Now, replace $x$ with $-x$ and shift to instead get $P_0 = 1, P_1 = 1, P_k = P_{k-1} + (k-1)x P_{k-2}$ , and we want to show that instead $P_{p} \equiv 1 \pmod{p}$ and $P_{p-1}$ has all nonzero coefficients.
Here's a table of the first few entries of $p$ .
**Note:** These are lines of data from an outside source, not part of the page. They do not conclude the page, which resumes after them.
PR #1943, opened 2025-02-20
Delete content/en/docs/21.0/reference/programs/vtbackup.md

Danmark:
Delete this duplicated file.

I'm assuming it causes a duplicated entry in the left menu and clicking either of the 'vtbackup'-links in that menu still only serves the content of the vtbackup/_index.md anyways


Danmark:
image
Looks like its working

frouioui:
This is a good point. I realized this was an issue recently, and I never got to it though. Thanks for taking a look, I'll review today 😃

Danmark:
I guess it's possible that some of the content of this file should be migrated into vtbackup/_index.md, but I'll let you be the judge of that.

frouioui:
In these `vtbackup.md` files I had done this fix: https://github.com/vitessio/website/pull/1927, which was never shown on the website as we render the `_index.md` (not the `vtbackup.md` file).

All the files in `reference/programs/` are generated using `make generated-docs` and the tool we have in `./tools/cobradocs/` - It looks at the `--help` output of every Vitess binaries and stick it in the `_index.md` files.

In order to implement https://github.com/vitessio/website/pull/1927 correctly, we would need to change the `--help` output of the `vtbackup` binary on the Vitess repository, and then re-generate the `_index.md`.

Danmark:
So, the update needs to go here https://github.com/vitessio/vitess/blob/main/go/cmd/vtbackup/cli/vtbackup.go#L141-L182

Danmark:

$\begin{tabular}{c|ccccccccc} 1 & 1 & 1 & 1 & 1 & 1 & 1 & 1 & 1 & 1 \\ $x$ & 0 & 0 & 1 & 3 & 6 & 10 & 15 & 21 & 28 \\ $x^2$ & 0 & 0 & 0 & 0 & 3 & 15 & 45 & 105 & 210 \\ $x^3$ & 0 & 0 & 0 & 0 & 0 & 0 & 15 & 105 & 420 \\ $x^4$ & 0 & 0 & 0 & 0 & 0 & 0 & 0 & 0 & 105 \end{tabular}$
Claim: We have that $[x^k]P_x = A_k(x)$ where $A_k(x) = \frac{x(x-1) \cdots (x-(2k-2))(x-(2k-1))}{2^k k!}$ Proof. We have that $[x^t] P_k = [x^t] P_{k-1} + [x^{t-1}] (k-1) P_{k-2}$ . This rewrites as showing that $A_t(k) - A_t(k-1) = (k-1) A_{t-1}(k-2)$ Expand this and factor out $\frac{1}{2^{t-1} (t-1)!} (k-2) \cdots (k-(2t+1))$ to simplify this as $\frac{1}{2t} \left((k(k-1) - (k-1)(k - 2t))\right) = k-1$ which finishes. $\blacksquare$

This then finishes by plugging in $t = p, t = p-1$ .
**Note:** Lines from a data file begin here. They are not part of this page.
Issue #1947, opened 2025-02-26
FAQs: Restructure FAQ Pages into Individual Pages with Short Answers


rohit-nayak-ps:
### Context

Currently, each FAQ section has a single Markdown file that contains multiple Q/As. As we add more questions, these files become larger and harder to navigate. We also have to edit existing pages each time we add or update a Q/A.

#### Per-FAQ Pages 

   - Create a separate Markdown file for each FAQ.  
   - Store the question in the page’s front matter (e.g., `question: "..."`).  
   - Put the full answer in the page’s main content.  
   - Include an optional “Short Answer” field in the front matter (e.g., `short_answer: "..."`).

#### Section Pages

   - For each FAQ section, list all questions and their Short Answers.  
   - Link each question to its dedicated page.  
   - (Optional) Provide a popup or expandable section for the full answer, but do not include it by default on the section page.

#### Hierarchy

   - Initially, keep a single-level structure similar to the current approach.  
   - If needed, we can expand to additional levels (e.g., subtopics) later.

### Benefits

- Easier navigation and maintenance: Updating or adding FAQs won’t bloat a single page.  
- Quick scanning: Users see only short answers in the section view, and can click through for full details.  
- Better organization for future expansion.

Links:
https://dariusz.wieckiewicz.org/en/adding-faq-schema-to-hugo-website/#faq-on-individual-pages

PR #1950, opened 2025-03-03
docs: Make separate md for each FAQ

beingnoble03:
- Related issue: #1947


rohit-nayak-ps:
* Let's not show each FAQ in the left bar, since that could grow really fast. So for your new link `Overview` should be the leaf. Note that we may have more sections below: for example under VReplication we may have MoveTables/Import/Reference Tables etc, each of which can have multiple FAQs. So we should only show the tree upto the parent of the FAQs. If required we can add a attribute to frontmatter for deciding this. For testing create an empty hierarchy/place holder pages. I will create some info for it once we have the formatting and current faqs in place

* On the FAQ list page (so Overview), Add an explicit link to the right of the faq title "Goto FAQ". Currently the subtitle below the title can be confused with the FAQ info:
```
What is Vitess?
Vitess is a database solution for deploying, scaling and managing large clusters of database instances.
```

* In the title for the FAQ List page, use this as the header, remove the FAQs on the next line
`FAQs: Overview` or `FAQs: VReplication/MoveTables` if there are child sections

* In the Next/Prev navigation buttons for FAQs, let's just put `Next` and `Prev` instead of the title, since those can get very long!

content/en/docs/faqv2/getting-started/overview/what-is-vitess.md
```diff
@@ -0,0 +1,12 @@
+---
+title: What is Vitess?
```
rohit-nayak-ps: Do we need both `title` and `question`? They seem to be the same value in all the faqs?

layouts/partials/docs/next-prev-navigation.html
```diff
@@ -1,22 +1,34 @@
 
     {{ if or (.PrevInSection) (.NextInSection) }}
-    <div style="padding:0;display=inline-block">
+    <div style="padding:0;">
```
beingnoble03, line 3: The CSS syntax was wrong here, we were never using `display=inline-block`

layouts/shortcodes/list-questions.html
```diff
@@ -0,0 +1,16 @@
+<div>
+  {{ range .Page.Pages }}
+    {{ $question := default .Params.title .Params.question }}
+    <h3>
+      <a href="{{ .RelPermalink }}">
+        {{ $question }}
+      </a>
+    </h3>
+    {{ $preview := .Content | plainify | htmlUnescape | safeHTML | truncate 256 }}
```
beingnoble03, line 9: It is fine to use `safeHTML` to avoid escaping of characters as these will be docs, not a user-input entity.

beingnoble03, line 9: It is fine to use `safeHTML` to avoid escaping special chars as these will be docs, not some user-generated content. More about why both `htmlUnescape` and `safeHTML` are used: [hugo docs](https://gohugo.io/functions/transform/htmlunescape/)

rohit-nayak-ps:
Currently we have both old and new versions side by side. If approved we will switch to the newer design. Hence added the `do-not-merge` label

deepthi (approved):
This is good. Let's remove the old version and merge.

beingnoble03:
Thanks @rohit-nayak-ps for pushing the change, looks all good now. ❤️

Remark: Trying to represent each row as a polynomial follows from noticing the fact that the first three rows are in fact $1$ , $\binom{n}{2}$ , and $\binom{\binom{n}{2}}{2}$ or noticing that $P_k \equiv P_{p} \pmod{p}$ .
Getting this specific form for the polynomial comes from fundamental theorem of algebra.
As a matter of fact, this is enough to prove that $P_{p-1} \equiv 1 \pmod{p}$ .

This is also the initial solution I found while testsolving. I however don't see a way to see how to show the original $P,Q$ are coprime using this method, since the image of $P$ in $\mathbb{F}_p[x]$ is just 1. This is very minor.